On May 3, 2016, the Company amended its senior unsecured revolving credit facility to increase the capacity to $300 million, decrease pricing and extend the maturity date to May 2020. The new facility also includes an accordion feature to expand up to $600 million, subject to lender consent. The interest rate on the new facility is based on a pricing grid ranging from 150 to 225 basis points over LIBOR, based on the Company's leverage ratio. The interest rate is currently 150 basis points over LIBOR. The Company also lowered the unused facility fees and modified certain financial covenants.

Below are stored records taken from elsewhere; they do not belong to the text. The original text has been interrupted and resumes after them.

PR #1115, opened 2022-03-04
Maintenance: Add internal Logging capabilities using `zhttp.log`

### LINKED ISSUE #1222: Consider removing a wild `println` from `Server.start`
One of the `Server.start` methods have what I guess is some local development logging that reached productive code:

https://github.com/dream11/zio-http/blob/a50397fc11743b32ed95ec350178437da8405ce1/zio-http/src/main/scala/zhttp/service/Server.scala#L218

As one peer suggested, it has the following issues:

- Having that log only for a very specific overloaded method of Server.start
- Using `println`
- Not considering that `println` is an effect, and could eventually throw `=> Task`

Please, consider removing it 🙏🏽

gciuloaica:
fixes #1222 

Added zhttp-logging library that could be used to debug internals of zio-http. 
It is outputting results in console and provides a simple DLS to construct a log line.

API is similar with any other logging library.


zio-http/src/main/scala/zhttp/service/Server.scala
```diff
@@ -133,12 +134,21 @@ sealed trait Server[-R, +E] { self =>
   def withRequestDecompression(enabled: Boolean, strict: Boolean): Server[R, E] =
     Concat(self, RequestDecompression(enabled, strict))
 
+  /**
+   * <<<<<<< HEAD Creates a new server with netty's LoggingHandler to log http
```
sumawa: we can delete HEAD part

docs/website/docs/v1.x/dsl/server.md
```diff
@@ -110,3 +110,5 @@ object HelloWorldAdvanced extends App {
 | `Server.simpleLeakDetection`   | Simplistic leak detection comes with small over head. Refer netty's [ResourceLeakDetector](https://netty.io/4.0/api/io/netty/util/ResourceLeakDetector.Level.html)                               |
 | `Server.paranoidLeakDetection` | Comes with highest possible overhead (for testing purposes only). Refer netty's [ResourceLeakDetector](https://netty.io/4.0/api/io/netty/util/ResourceLeakDetector.Level.html)                              |
 | `Server.consolidateFlush`      | Flushing content is done in batches. Can potentially improve performance.                               |
+| `Server.lowLevelLogging`       | Enable internal netty logger. It is decreasing the performance for which reason it should be used only for troubleshooting. |
```
sumawa: We can say something like:
WARNING: Enabling this will degrade the performance. It should be used only for troubleshooting.

docs/website/docs/v1.x/dsl/server.md
```diff
@@ -110,3 +110,5 @@ object HelloWorldAdvanced extends App {
...
+| `Server.enableLogging(logLevel)` | Enable internal zhttp logger. It is decreasing the performance for which reason it should be used only for troubleshooting. |
```
sumawa: Warning message same as suggested above.

example/src/main/scala/example/HelloWorldAdvanced.scala
```diff
@@ -24,7 +24,8 @@ object HelloWorldAdvanced extends App {
   private val server =
     Server.port(PORT) ++              // Setup port
       Server.paranoidLeakDetection ++ // Paranoid leak detection (affects performance)
-      Server.app(fooBar ++ app)       // Setup the Http app
+      Server.app(fooBar ++ app) ++    // Setup the Http app
+      Server.lowLevelLogging          // Setup logging
```
sumawa: Maybe we can add performance warning comment here as well. Although not 100% sure, but sometimes the new users of a library refer to only examples rather than the documentation. 
```suggestion
      Server.lowLevelLogging          // Setup logging, degrades performance (only for low level troubleshooting)
```

build.sbt
```diff
@@ -118,6 +121,20 @@ lazy val zhttpTest = (project in file("zio-http-test"))
...
 
+lazy val zhttpLogging = (project in file("zio-http-logging"))
+  .settings(stdSettings("zhttp-logging"))
+  .settings(publishSetting(false))
+  .settings(
+    libraryDependencies ++= {
+      if (isScala3(scalaVersion.value)) Seq.empty
+      else Seq(reflect.value % Provided)
+    },
+  )
```
tusharmath, line 134: These settings required?

project/Dependencies.scala
```diff
@@ -19,4 +20,6 @@ object Dependencies {
   val `zio-streams`  = "dev.zio" %% "zio-streams"  % ZioVersion
   val `zio-test`     = "dev.zio" %% "zio-test"     % ZioVersion % "test"
   val `zio-test-sbt` = "dev.zio" %% "zio-test-sbt" % ZioVersion % "test"
+
+  val reflect = Def.map(scalaVersion)("org.scala-lang" % "scala-reflect" % _)
```
tusharmath, line 32: Why do we need this?

zio-http-logging/src/test/scala/zhttp/logging/LoggerSpec.scala
```diff
@@ -0,0 +1,62 @@
+package zhttp.logging
+import zio.test._
+
+import java.nio.file.{Files, Paths}
+
+object LoggerSpec extends DefaultRunnableSpec {
+  private val logFile             = Paths.get("target/file.log")
+  private val consoleLogTransport = LoggerTransport.console
+  private val fileLogTransport    = LoggerTransport.file(logFile)
```
tusharmath: Should use an in-memory logger for unit tests.

zio-http/src/main/scala/zhttp/service/Server.scala
```diff
@@ -294,6 +311,10 @@ object Server {
 
   private final case class RequestDecompression(enabled: Boolean, strict: Boolean) extends UServer
 
+  private final case class LowLevelLogging(logLevel: LogLevel) extends UServer
+
+  private final case class CustomLogger(logger: Logger) extends UServer
+
```
tusharmath: Logging at the moment should only be used internally by contributors while they are debugging a problem. 
It's too early to share a public API for users that allows them to configure it. This increases our API's surface areas and will come in the way of producing a stable release.

tusharmath: Thinking more about this it feels like this might be a usecase. For eg: We could implement #1222 by changing the default log level to `info`. Which can be turned completely off in production.

build.sbt
gciuloaica: Yes, it is adding a compile time dependency on `scala-reflect` only for cala 2.x

project/Dependencies.scala
gciuloaica: we need it for scala 2.x macro implementation

zio-http-logging/src/test/scala/zhttp/logging/LoggerSpec.scala
gciuloaica: My goal was to implement integration testing.

zio-http/src/main/scala/zhttp/service/Server.scala
gciuloaica: done.

docs/website/docs/v1.x/dsl/server.md
tusharmath: We have removed this setting now.

zio-http/src/main/scala/zhttp/service/server/ServerChannelInitializer.scala
```diff
@@ -70,6 +75,12 @@ final case class ServerChannelInitializer[R](
     // Flushing content is done in batches. Can potentially improve performance.
     if (cfg.consolidateFlush) pipeline.addLast(HTTP_SERVER_FLUSH_CONSOLIDATION, new FlushConsolidationHandler)
 
+    if (Log.isEnabled) {
```
tusharmath: we should be using `log` not `Log` over here.

zio-http-logging/src/main/scala-2/zhttp/logging/macros/LoggerMacroImpl.scala
```diff
@@ -0,0 +1,59 @@
...
+    val sourceLocation: Tree =
+      if (logLevel == LogLevel.Trace)
+        q"Some(_root_.zhttp.logging.Logger.SourcePos($cname, $lno))"
+      else
+        q"None"
+    val isEnabled: Tree      = q"${c.prefix.tree}.isEnabled"
+    val level: Tree          = q"_root_.zhttp.logging.LogLevel.${TermName(logLevel.name.toLowerCase.capitalize)}"
+
+    q"""
+      if($isEnabled) {
```
tusharmath, line 37: This isn't the most optimized implementation. Consider for eg:
- The level is set to `Info` and aimed at printing the server port when the server has successfully started.
- Now technically the logging is enabled and `isEnabled` will true. 
- This will allow the logger to perform dispatches to all the transports even for `debug` statements.
- We should rather check for `isDebugEnabled` (like we did before)

example/src/main/scala/example/PlainTextBenchmarkServer.scala
```diff
@@ -53,5 +53,4 @@ object Main extends App {
       Server.disableLeakDetection ++
       Server.consolidateFlush ++
       Server.disableFlowControl
-
```
tusharmath: Let's revert changes that aren't part of this PR.

zio-http-logging/src/test/scala/zhttp/logging/LoggerSpec.scala
```diff
@@ -0,0 +1,117 @@
...
+  private def imMemoryTransport(ref: mutable.ListBuffer[CharSequence]): Transport = unsafeSync { line =>
+    ref += line
+  }
+
+  private def inMemoryLogTransport(ref: mutable.ListBuffer[CharSequence]): LoggerTransport =
+    LoggerTransport(
+      format = LogFormat.min,
+      level = LogLevel.Info,
+      transport = imMemoryTransport(ref),
+    )
```
tusharmath: I think we should reify the in memory implementation

```scala
final class MemoryLogger() extends Transport {
  val buffer: ListBuffer[String] = ListBuffer.empty[String]
  override def run(msg: CharSequence): Unit = buffer += msg.toString
  def stdout: String = buffer.mkString("\n")
}
```

zio-http-logging/src/test/scala/zhttp/logging/LoggerSpec.scala
```diff
@@ -0,0 +1,117 @@
...
+
+  private val logFile             = Paths.get("target/file.log")
+  private val consoleLogTransport = LoggerTransport.console
```
tusharmath: We don't need these two transports any more. All the tests should be based on the in memory Logger.

docs/website/docs/v1.x/dsl/server.md
gciuloaica: right, forgot about them.

zio-http/src/main/scala/zhttp/service/server/ServerChannelInitializer.scala
gciuloaica: Done

zio-http-logging/src/main/scala-2/zhttp/logging/macros/LoggerMacroImpl.scala
gciuloaica: I have  updated the code to check if it is enabled for a certain level.

zio-http-logging/src/test/scala/zhttp/logging/LoggerSpec.scala
gciuloaica: done

zio-http-logging/src/main/scala-2/zhttp/logging/macros/LoggerMacroImpl.scala
```diff
@@ -0,0 +1,59 @@
...
+
+    val cname: Tree          = q"${c.internal.enclosingOwner.owner.fullName}"
+    val lno: Tree            = q"${c.enclosingPosition.line}"
+    val sourceLocation: Tree =
+      if (logLevel == LogLevel.Trace)
+        q"Some(_root_.zhttp.logging.Logger.SourcePos($cname, $lno))"
+      else
+        q"None"
+    val level: Tree          = q"_root_.zhttp.logging.LogLevel.${TermName(logLevel.name.toLowerCase.capitalize)}"
+    val isEnabled: Tree      = q"${c.prefix.tree}.isEnabled(${level})"
```
tusharmath:
```suggestion
    val isEnabled: Tree      = q"${c.prefix.tree}.is${level}Enabled"
```

I think this will perform a bit better.

zio-http/src/main/scala/zhttp/service/server/ServerChannelInitializer.scala
```diff
@@ -75,7 +75,7 @@ final case class ServerChannelInitializer[R](
     // Flushing content is done in batches. Can potentially improve performance.
     if (cfg.consolidateFlush) pipeline.addLast(HTTP_SERVER_FLUSH_CONSOLIDATION, new FlushConsolidationHandler)
 
-    if (log.isEnabled()) {
+    if (log.transports.exists(_.level != LogLevel.Disable)) {
```
tusharmath: `isEnabled` should still exist for this usecase.

amitksingh1490:
@gciuloaica We need to disable logging in plainTextBenchMarks

zio-http-logging/src/test/scala/zhttp/logging/LogLevelSpec.scala
```diff
@@ -15,5 +15,10 @@ object LogLevelSpec extends DefaultRunnableSpec {
         assertTrue(LogLevel.fromString(level.toString) == level)
       }
     },
+    testM("any value with the exception of defined values for LogLevel should be set to Error log level.") {
+      checkAll(Gen.fromIterable(List("not defined", "unknown", "disable"))) { level =>
```
tusharmath, line 19:
```scala
Gen.anyString
```

This would be better.

gciuloaica: But it might fail if Gen will produce Info, Error or any defined log levels. Probability is small but still it might fail.

tusharmath (approved):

On May 3, 2016, the Company also entered into a new five-year $100 million senior unsecured term loan. The interest rate on the term loan is based on a pricing grid ranging from 145 to 220 basis points over LIBOR, based on the Company's leverage ratio. The interest rate is currently 145 basis points over LIBOR. The proceeds were used to repay $55 million of borrowings outstanding on its senior unsecured credit facility as well as the repayment of the $48.1 mortgage loan secured by the Courtyard Manhattan Fifth Avenue.

Capital Expenditures

The Company spent approximately $54.1 million on capital improvements during the six months ended June 30, 2016, primarily related to the second phase of the Chicago Marriott Downtown renovation, the first phase of the renovation of The Gwen and the Worthington Renaissance guest room renovation. As a result of the three dispositions and fewer planned renovations by the end of 2016, the Company is lowering its anticipated capital expenditures to $135 million. Previously, the Company expected to spend approximately $150 million on capital improvements at its hotels in 2016. Significant projects in 2016 include:

  • The Gwen, a Luxury Collection Hotel: The Company rebranded the Conrad Chicago to Starwood's Luxury Collection on September 1, 2015. The renovation work associated with the brand conversion will be completed in two phases. The first phase, consisting of the lobby, rooftop bar and other public spaces, was completed in May 2016. The second phase of the renovation, consisting of the guest rooms, is expected to be completed during the seasonally slow winter season beginning in late 2016.
  • Chicago Marriott Downtown: The second and largest phase of the multi-year renovation was completed early in the second quarter. This phase included the upgrade of approximately 460 rooms and a new state-of-the-art fitness center. The remaining guest rooms will be renovated during the seasonally slow winter months over the next two years.
  • The Lodge at Sonoma: The Company expects to renovate the guest rooms at the hotel during the seasonally slow period during late 2016 and early 2017.
  • Charleston Renaissance: The Company expects to renovate the guest rooms at the hotel commencing in the fourth quarter of 2016.
  • Worthington Renaissance: The Company has commenced the guest room renovation at the hotel and expects to complete the project by the end of 2016.

Balance Sheet

As of June 30, 2016, the Company had $166.5 million of unrestricted cash on hand and approximately $0.9 billion of total debt, which consisted of property-specific mortgage debt and $100.0 million of borrowings on its term loan. The Company expects to end the year with over $200 million in unrestricted cash, approximately $0.9 billion of total debt and no outstanding borrowings on its senior unsecured credit facility.